- Born: Richard John Briley June 25, 1925 Kalamazoo, Michigan, U.S.
- Died: December 14, 2019 (aged 94) Sarasota, Florida, U.S.
- Education: University of Michigan (BA), (MA) University of Birmingham (PhD)
- Occupation: Screenwriter

= John Briley =

American screenwriter (1925–2019)

Richard John Briley (June 25, 1925 – December 14, 2019) was an American writer best known for screenplays of biographical films. He won the Best Original Screenplay Oscar at the 55th Academy Awards for Gandhi (1982). As well as film scripts, he wrote for television and theatre, and published several novels.

==Biography==
Briley was born in Kalamazoo, Michigan, and served in the United States Army Air Forces, 1943–46, reaching the rank of captain. At the University of Michigan, he gained a BA in 1950 and an MA in English 1951. He married Dorothy Louise Reichart in 1950, and they had four children. He worked in public relations for General Motors before rejoining the air force in 1955. He was posted to RAF Northolt airbase at South Ruislip near London, where he was director of orientation activities and started writing.

In 1960, he earned a PhD in Elizabethan drama from the University of Birmingham, left the air force and became a staff writer with MGM-British in Borehamwood. While with the studio, he wrote the script for Children of the Damned (1964), effectively a sequel of Village of the Damned (1960), but objected to the changes made for the finished film. He left MGM in 1964. He also had an uncredited part in the comedy Situation Hopeless... But Not Serious (1965).

===Gandhi===

Briley's script for Pope Joan (1972) attracted the interest of Richard Attenborough, although Attenborough was ultimately not involved in that project, and the film was critically panned. Several scripts for Attenborough's Gandhi project had been rejected, and Robert Bolt was scheduled to rewrite his own earlier draft when he suffered a stroke. Attenborough then turned to Briley. Briley shifted the focus of the narrative away from the point of view of the British in India to that of the Indian independence movement. He originally opposed Ben Kingsley in the title role, favouring John Hurt, but was later glad that Attenborough had cast Kingsley. Briley envisaged more emphasis on the relationship between Gandhi and Jawaharlal Nehru, but Kingsley's towering performance came to dominate the finished film. Briley claims he and Attenborough were personally satisfied with the movie and unconcerned about any critical and commercial success. In the event, Briley's original screenplay won the Oscar and the Golden Globe. Attenborough later said of Briley, "He's a difficult bugger, a bit of a prima-donna, but the bastard's brilliant".

===Later life===
In 1985, Briley began developing a musical about Martin Luther King Jr., writing the book and lyrics and acting as co-producer, originally for American Playhouse. He left the project in February 1989 after contract negotiations broke down. A different version opened in London in 1990. Briley attempted to obtain an injunction, claiming he had paid the King family $200,000 in personality rights.

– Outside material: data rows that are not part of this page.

PR #2023, opened 2021-05-16
Organize site directory

etefera:
Fixes https://github.com/GoogleContainerTools/kpt/issues/1678
Moves inline JS and CSS to separate static files.
Removes remaining hugo files.
Removes `node_modules` from the site's directory in the repo.


mikebz:
what tests were performed to ensure that the site was not broken?  5000 file purge is hard to review so trying to make sure we do some before/after checks.

etefera:
> what tests were performed to ensure that the site was not broken? 5000 file purge is hard to review so trying to make sure we do some before/after checks.

Manually ran locally and at https://kpt-dev-ee2a9--clean-site-dir-r3q5fcok.web.app/

mikebz (approved):

mikebz:
Thank you.  Approving now but for large changes like that I'd recommend doing a few things:
1) different browser checks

In 1987, Briley again teamed up with Attenborough for Cry Freedom, about the South African anti-apartheid activist Steve Biko. Briley had disagreements with Donald Woods, the journalist whose books formed the basis of the script. Briley viewed the nonviolence of the Black Consciousness Movement as principled, whereas Woods felt it was a tactical decision. Although Woods feared Briley lacked an awareness of the complexities of political debate among black South Africans, those shown a preview of the film felt it was realistic.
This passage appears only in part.